One year ago: A suicide bomber struck a wedding party in the Afghan capital, killing more than 60 people and wounding more than 180 others. Thousands of strangers gathered for the funeral of a woman who was among 22 people killed by a gunman at a Walmart in El Paso, Texas; they gathered after hearing that the woman’s longtime companion had few family members left.
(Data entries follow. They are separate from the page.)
PR #527, opened 2021-12-01
Show SAP instance number using 2 digits

arbulu89:
Now SAP instance number in the SAP details page is shown with 2 digits:

image


fabriziosestito (approved):

dottorblaster (approved):
LGTM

Today’s Birthdays: Former Chinese president Jiang Zemin (jahng zuh-MEEN’) is 94. Former MLB All-Star Boog Powell is 79. Actor Robert DeNiro is 77. Movie director Martha Coolidge is 74. Rock musician Gary Talley (The Box Tops) is 73. Actor-screenwriter-producer Julian Fellowes is 71. Actor Robert Joy is 69. International Tennis Hall of Famer Guillermo Vilas is 68. Rock singer Kevin Rowland (Dexy’s Midnight Runners) is 67. Rock musician Colin Moulding (XTC) is 65. Country singer-songwriter Kevin Welch is 65. Olympic gold medal figure skater Robin Cousins is 63. Singer Belinda Carlisle is 62. Author Jonathan Franzen is 61. Actor Sean Penn is 60. Jazz musician Everette Harp is 59. Rock musician Gilby Clarke is 58. Singer Maria McKee is 56. Rock musician Steve Gorman (The Black Crowes) is 55. Rock musician Jill Cunniff (kuh-NIHF’) is 54. Actor David Conrad is 53. Actor Helen McCrory is 52. Singer Donnie Wahlberg is 51. College Basketball Hall of Famer and retired NBA All-Star Christian Laettner is 51. Rapper Posdnuos (PAHS’-deh-noos) is 51. International Tennis Hall of Famer Jim Courier is 50. Retired MLB All-Star Jorge Posada is 49. TV personality Giuliana Rancic is 46. Actor Bryton James is 34. Actor Brady Corbet (kohr-BAY’) is 32. Actor Austin Butler is 29. Actor Taissa Farmiga is 26. Olympic bronze medal figure skater Gracie Gold is 25.